Stored data entries:
■ ■ ■ ■ ■ ■ ■

PR #3986, opened 2021-01-12
base-linux: Drop parentheses from .cfi_undefined.

tworaz:
According to GNU as manual the syntax of this directive is:
  .cfi_undefined register

The manual does not mention the register should be in parentheses.
This works in GNU as even when those are present, but unfortunately
clang integrated-as does not parse this correctly. Both GNU and
clang's integrated assembler work fine when the extra parentheses
are omitted.


nfeske:
Merged to staging.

■ ■ ■ ■ ■ ■ ■

DESCRIPTION OF THE TASK:
Give only the number of lines in the preceding data that include the word "clang".

ANSWER SECTION:
2